Is it easy to believe nothing? No. There seems to be this Universe thing out there. Where did it come from? How did it get there? What will happen to it? Is it just a dream? Where did the dream come from? Why does it exist? Dreams don't have consistant cause and effect. It's no use not believing in cause and effect. You can say you don't believe it all you want as you pull the trigger on a gun to your head, your belief won't prevent the bullet from entering your brain with tragic consequences. The biggest obstacle I have found to believing in God is the seeming "infinite" responsibility we have in deciding our own eternal destiny, and being involved in the decisions of others, whether or not they hear the Gospel, and how clearly. If you could prove empirically that there is no God, you would prove that you are God, therefore you would not have proved there is no God. Only God could have the infinite mind to prove He doesn't exist. Francis Schaeffer and Oz Guiness have argued in their books concerning the inadequacies of all non-Christian religions. So it's not possible to prove empirically that God doesn't exist.

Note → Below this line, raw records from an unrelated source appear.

PR #114, opened 2018-01-24
WIP: pelux.xml: bump meta-pelux

thenor:
Adds the following commits:
* packagegroup: Change to use debug-utils for dev images

### DIFF
--- a/Jenkinsfile
+++ b/Jenkinsfile
@@ -2,89 +2,99 @@
 
 // Copyright (C) Pelagicore AB 2017
 
-/*
- * For supported variant names, see conf/variants/ in meta-pelux
- */
-void buildManifest(String variant_name, String bitbake_image) {
+// Helper function to run commands through vagrant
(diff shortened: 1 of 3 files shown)


thenor:
Awaiting the bigger bump in master before starting the review.

pelux.xml
```diff
@@ -23,7 +23,7 @@
 
   <project remote="github"
            revision="28f52b1451c6bebe46224b81dc6849babf286ce1"
-           upstream="pyro"
+           upstream="master"
```
tobsan: Why this change when bumping meta-pelux?

thenor: I didn't realize until after I had made the PR that another PR bumped the entire internal layers, and also updated the "upstream" branch name. It is a typo on master.

thenor:
I accidentally closed this, but I will need to rebase when the bump to rocko is done, so I will make a new PR when that is done.

PR #117, opened 2018-01-25
WIP: Jenkinsfile: sync CACHE over SSH instead of NFS

tobsan:
We still read the cache over NFS, but with SSH to write we don't need
uids to match, which means more possible freedom in for example the
Dockerfile.


tobsan:
TODO: How to get SSH keys in a nice way into the container? Or perhaps we can actually use Vagrant for something here?

PR #119, opened 2018-01-28
pelux.xml: Add meta-swupdate

FlorentRevest:
In order to integrate swupdate to PELUX, this PR downloads meta-pelux into the sources/ directory.

This PR is written for pyro. If https://github.com/Pelagicore/pelux-manifests/pull/112 is merged before, I will update the current commit hash and branch label to point to the rocko branch of meta-swupdate.

### DIFF
--- a/pelux.xml
+++ b/pelux.xml
@@ -41,6 +41,12 @@
            name="meta-virtualization"
            path="sources/meta-virtualization"/>
 
+  <project remote="github"
+           revision="00ff53a574bf03bed29d80945f5e589879d3e2b2"
+           upstream="rocko"
+           name="sbabic/meta-swupdate"
+           path="sources/meta-swupdate" />
+
   <!-- GENIVI stuff, update the upstream from master to 14.0 when possible-->
   <project remote="github"
            upstream="master"


GordanM:
AFAIK, new features should be developed against rocko (master) but I guess @tobsan and @thenor could give you more input on that, I might be mistaken. Unfortunately, there are some problems with the docker containers or the slaves in our CI system so the tests are failing.

thenor:
@FlorentRevest We have been having issues on the pelux-manifests CI and that is the reason why the rocko update is not on master yet. Tobias reverted a change that seemed to have introduced the issue, but it didn't solve it completely. I guess nothing is stopping other commits until the "bump to rocko" is merged, but just so you know the builds can fail for seemingly no reason.

tobsan:
@FlorentRevest can you rebase this on top of master and target rocko instead, now that it has been merged? Thanks!

tobsan:
Ehm...by target I mean yocto target, not branch! We still want it on master, but master currently targets rocko :D

FlorentRevest:
tobsan: yep, I did it tonight and compiled while I was sleeping. I'm gonna check the results and send a PR once I'll be back home !

FlorentRevest:
There you go!
https://github.com/Pelagicore/meta-pelux/pull/89 still applies cleanly and has been tested manually to not break anything.
https://github.com/Pelagicore/pelux.io/pull/61 can then be merged as well.

We can wait for the CI to finish but since it probably already passed the repo commands, this should be ok.

PR #123, opened 2018-02-12
WIP: pelux.xml: bump meta-pelux

thenor:
Adds the following commits for meta-pelux:
    * variant/common: Don't install extra devel deps for QEMU
    * packagegroup: Change to use debug-utils for dev images
    
Adds the following commits for meta-bistro:
    * Remove bitbake patch, upstreamed into rocko
    * packagegroups: Split into debug utils and utils

### DIFF
--- a/pelux.xml
+++ b/pelux.xml
@@ -24,28 +24,28 @@
            path="sources/poky"/>
 
   <project remote="github"
-           upstream="rocko"
-           revision="7404235400b8e4de2d85c07ec5d4c6b8ac56e97d"
+           upstream="master"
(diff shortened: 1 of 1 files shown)


thenor:
I don't like the idea of having to back out meta-swupdate, since it seems to have worked previously.

thenor:
The build failures started when I included the meta-swupdate commits. I then tried to only change the meta-pelux revision, but still had trouble. When I removed the meta-swupdate from the manifest I got a successful build. I will try again now that updates have been made in meta-pelux. Hopefully the build will not fail again.

PR #124, opened 2018-02-27
Archive artifacts and test the SDK

tobsan:


sdk/install_sdk
```diff
@@ -0,0 +1,23 @@
+#!/bin/bash
```
demonicblue: Place a copyright notice here

tobsan: Done!

PR #126, opened 2018-03-13
Smoke testing for Qemu

thenor:
Adds a script for smoke testing triggered from the Jenkinsfile.

### DIFF
--- a/Jenkinsfile
+++ b/Jenkinsfile
@@ -38,6 +38,16 @@ parallel (
             def manifests = load "ci-scripts/yocto.groovy"
             manifests.buildManifest("rpi-qtauto", "core-image-pelux-qtauto-neptune")
         }
+    },
+    'qemu': {
+        node("Yocto") {
+            boolean nightly = env.NIGHTLY_BUILD == "true"
+            boolean smokeTests = env.SMOKE_TEST == "true"
+            if (nightly) {
+                checkout scm
+                def manifests = load "ci-scripts/yocto.groovy"
+                manifests.buildManifest("qemu-x86-64_nogfx", "core-image-pelux-minimal", smokeTests)
+            }
+        }
     }
 )
-
--- a/ci-scripts/yocto.groovy
+++ b/ci-scripts/yocto.groovy
@@ -104,6 +104,7 @@ void runSmokeTests(String yoctoDir, String imageName) {
         }
     } catch(e) {
         echo "There were failing tests"
+        println(e.getMessage())
     } finally {
         stage("Publish smoke test results") {
             reportsDir="/vagrant/${archiveDir}/test_reports/${imageName}/"
--- a/ci-scripts/yocto.groovy
+++ b/ci-scripts/yocto.groovy
@@ -76,7 +76,7 @@ void buildImageAndSDK(String yoctoDir, String imageName, boolean dev=true) {
     // means we should do a fetchall.
     if (vagrant("test -f ${yoctoDir}/build/conf/site.conf", true) != 0) {
         stage("Fetch sources") {
-            vagrant("/vagrant/cookbook/yocto/fetch-sources-for-recipes.sh ${yoctoDir} ${bitbake_image}")
+            vagrant("/vagrant/cookbook/yocto/fetch-sources-for-recipes.sh ${yoctoDir} ${imageName}")
         }
     }
 
@@ -138,7 +138,7 @@ void archiveArtifacts(String yoctoDir, String suffix) {
     }
 }
 
-void buildWithLayer(String variant_name, String bitbake_image, String layer, String layerPath) {
+void buildWithLayer(String variantName, String imageName, String layer, String layerPath) {
     // Store the directory we are executed in as our workspace.
     String yoctoDir = "/home/yoctouser/pelux_yocto"
     String manifest = "pelux.xml"
@@ -154,13 +154,13 @@ void buildWithLayer(String variant_name, String bitbake_image, String layer, Str
         replaceLayer(yoctoDir, layer, layerPath)
 
         // Setup yocto
-        String templateConf="${yoctoDir}/sources/meta-pelux/conf/variant/${variant_name}"
+        String templateConf="${yoctoDir}/sources/meta-pelux/conf/variant/${variantName}"
         setupBitbake(yoctoDir, templateConf)
         setupCache(yoctoDir, env.YOCTO_CACHE_URL)
 
         // Build the images
         try {
-            buildImageAndSDK(yoctoDir, bitbake_image)
+            buildImageAndSDK(yoctoDir, imageName)
         } finally { // Archive cache even if there were errors.
             boolean archive = env.ARCHIVE_CACHE == "true"
             archiveCache(yoctoDir, archive, env.YOCTO_CACHE_ARCHIVE_PATH)
@@ -176,7 +176,7 @@ void replaceLayer(String yoctoDir, String layerName, String newPath) {
     vagrant("mv /vagrant/${layerName} ${yoctoDir}/sources/")
 }
 
-void buildManifest(String variant_name, String bitbake_image, boolean smokeTests=false) {
+void buildManifest(String variantName, String imageName, boolean smokeTests=false) {
     // Store the directory we are executed in as our workspace.
     String yoctoDir = "/home/yoctouser/pelux_yocto"
     String manifest = "pelux.xml"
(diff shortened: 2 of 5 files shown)


Jenkinsfile
```diff
@@ -68,6 +68,13 @@ void buildManifest(String variant_name, String bitbake_image) {
             }
         }
 
+        if ("smoke-test" in options || "export-oe-tests" in options) {
```
erikboto: In another project we use a Set called "options" which is passed as a parameter to buildManifest. That Set it not available here and that's what the build is failing on.

Jenkinsfile
```diff
@@ -91,6 +98,75 @@ void buildManifest(String variant_name, String bitbake_image) {
             }
         }
 
+        if ("smoke-test" in options) {
```
erikboto: Same issue as line 71.

Jenkinsfile
thenor: Thanks! I realized that this is why is fails, but was trying to find "options". Do you have some time for help me, @erikboto? @rpannek started to help me but is not in the office now.

Jenkinsfile
```diff
@@ -91,6 +98,77 @@ void buildManifest(String variant_name, String bitbake_image) {
             }
         }
 
+        if (variant_name == "qemu-x86-64_nogfx") {
+            try {
```
tobsan: Perhaps all this could be a separate Jenkinsfile that we load and run if needed? Since it is such a different mode of operation I think that would make sense.

thenor: That sounds like a good idea. For now this is only a WIP, but I will break it out to finish the user story.

thenor:
@erikboto Maybe I can give you access to my repo so you can push your changes to this branch and PR?

test-scripts/local.conf.appendix
```diff
@@ -0,0 +1,12 @@
...
+    testimage \
+    testexport \
+"
+
+# All test suites to run
+TEST_SUITES = " \
+    ping \
+    ssh \
+    auto \
+"
```
erikboto: This file can be removed right, there's another version with the same name that I think is the one used.

local.conf.appendix
```diff
@@ -1,3 +1,20 @@
+# Enable testing
 
+# Needed since a bbappend in meta-ivi adds libusb PACKAGECONFIG which is 
+# broken for some weird reason
+BBMASK .= "|meta-ivi/recipes-devtools/qemu/"
```
erikboto: Maybe this should be done not only when testing? So moved to the meta-pelux/variant/common/local.conf?

test-scripts/local.conf.appendix
thenor: Oops. A merge mistake.

local.conf.appendix
thenor: @tobsan what do you think?

tobsan: If it is a generic setting that we always want to have enabled, then it should of course go in ``meta-pelux/variant/common/local.conf``

GordanM: Furthermore, shouldn't there be a change upstream to meta-ivi that fixes this `PACKAGECONFIG`? I guess it would be nice to inform them about this. Does the downstream project experience these side effects as well?

thenor: @GordanM You were removing a bunch of qemu stuff. This is still ok to include in our general config?

thenor: I guess there are two topics being discussed now. The upstreaming and solving of the qemu devtool from meta-ivi and if we should include this change in the local.conf now.

GordanM: @thenor I've removed some meta-bistro QEMU startup scripts that are not being used anywhere, should not impact any functionality. 

Nice! That is good to know. We can always create two separate changes for this, maybe this even belongs in the temp patches then? You know best, I've just wanted to point this out :).

local.conf.appendix
```diff
@@ -1,3 +1,20 @@
...
+
```
thenor: This and the rest of the added lines I will keep only in the test-scripts directory.

test-scripts/local.conf.appendix
thenor: My idea here was to have one file for the test specific env. Maybe it's overkill? What do you think @tobsan (or others)?

thenor:
Is there a way to make this build as if it was the nightly? @tobias, do you know? Or should I wait for the next nightly after it is merged to see that it passes?

thenor:
I got the connection refused issue on the rpi build, but all other images look fine.

GordanM:
I believe this is good enough right? Because there is no impact on the rpi image :)

ci-scripts/yocto.groovy
```diff
@@ -87,6 +95,25 @@ void buildImageAndSDK(String yoctoDir, String imageName, boolean dev=true) {
...
 }
 
+void runSmokeTests(String yoctoDir, String imageName) {
+    String archiveDir = "testReports-" + imageName
+
+    try {
+        stage("Perform smoke testing") {
+            vagrant("/vagrant/cookbook/yocto/runqemu-smoke-test.sh ${yoctoDir} ${imageName}")
+        }
+    } catch(e) {
```
rpannek: I really dislike this way of catching everything and then not even printing what actually happened because this makes impossible to find what actually happened. Either remove the catch-all or make it more specific for some type of a error and print the call stack or dive some possibility to find out what happened instead of just printing a string.

local.conf.appendix
```diff
@@ -1,3 +1,6 @@
+# Needed since a bbappend in meta-ivi adds libusb PACKAGECONFIG which is
+# broken for some weird reason
+BBMASK .= "|meta-ivi/recipes-devtools/qemu/"
```
rpannek: Did we report a bug?

test-scripts/local.conf.appendix
rpannek: A more specific one is nice but I guess only one should be used?

local.conf.appendix
thenor: Not yet. I will discuss this with @frznlogic and see if we can find a way forward (either we find the solution or we just report it as a bug).

test-scripts/local.conf.appendix
thenor: There is configuration needed for the tests, but not for anything else. That was shy it felt most reasonable for me to have a new conf file for the tests.

ci-scripts/yocto.groovy
thenor: See the newly added code below, @rpannek. Is this what you had in mind?

local.conf.appendix
thenor: I have talked to @frznlogic and we will look into this. It will not be done within this PR though.

rpannek: Sure, just so we report the bug at least.

thenor:
@rpannek @GordanM What do you think about keeping the Qemu flag that I introduced in the last commit. Should I keep it or remove it?

Jenkinsfile
```diff
@@ -10,34 +10,56 @@
 parallel (
     'intel': {
         node("Yocto") {
-            checkout scm
-            def manifests = load "ci-scripts/yocto.groovy"
-            manifests.buildManifest("intel", "core-image-pelux-minimal")
+            boolean only_qemu = env.QEMU == "true"
```
rpannek: That is a really weird way of implementing that by copy&pasting it that many times.

I would not try to do a special thing for qemu, but instead abstract it away so it is easy to extend for example you could create this map programatically before the parallel() call. And there you could have a list of the jobs which are default (which would be all of them) and then prepare so one can manipulate this list to remove some of them, or overwrite it with only qemu in it on demand.

This way you would make it possible to just run the rpi build ord only the qemu and intel-qtauto, or any other combination without every time adding special if clauses.

local.conf.appendix
frznlogic: sorry, I missed this discussion earlier. I did look at it briefly, the PACKAGECONFIG is super old... I'll remove it and see what people/the build system think of it.

Jenkinsfile
thenor: I guess you mean this as an improvement to the Jenkinsfile, so not actually within the scope of adding smoke tests. It does make sense to me to try to get that to work.

thenor: I can remove the qemu flag. I just wanted to use it for being able to run from Jenkins in a simple way without hard-coding.

thenor: Sorry. I misunderstood your comment. Yes, I agree this is not a nice way of doing this.

thenor:
@rpannek I removed the flag I had introduced and we will introduce a nicer way to do this using maybe a list sent from Jenkins, but not included in the scope of this pull request.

The Bible itself demands that we be rational, therefore there cannot be a Christianity where you say, "don't ask questions, just believe". That is not Christianity, because it contradicts the Bible, that which Christians believe is the Word of God. Since we as Christians must be rational, hell could not be a place of eternal torment, because if that was the case, and if God has any compassion at all, He would not have created a Universe, knowing that would be the consequence. Imagine pouring liquid sulphur all over yourself and lighting yourself on fire. Now imagine the burning and pain going on forever. Now imagine that being the fate of the vast majority of people forever. Knowing that, God would not have created Man, or even the Universe. How could we ever enjoy heaven forever, knowing that most people were suffering torments in hell forever, knowing that some of them, many of them, were there partly because we didn't give them the Gospel? At least the horrors ot the concentration camps ended. The burning and tortures didn't last forever. I'm not belittling the horrors, just saying that the traditional view of hell is infinitely more horrible than any conceivable horrors here on earth. And the horrors that have occurred and are still occuring on earth are very horrible indeed.

But, I hear many people asking, doesn't the Bible teach that Hell is a place of eternal suffering? Yes, it does. And it also teaches it is the end, annihilation, destruction. It teaches both. For that not to be a contradiction, one must be literal and the other figurative language. Which seems most consistant with the teachings of the Bible taken as a whole? I leave that for you to study with a concordance.

A related question is: did God command genocide in the Old Testament? For an examination of this question, see: http://www.christian-thinktank.com/qamorite.html,

Nothing is easy to believe in, but believing in nothing isn't easy either.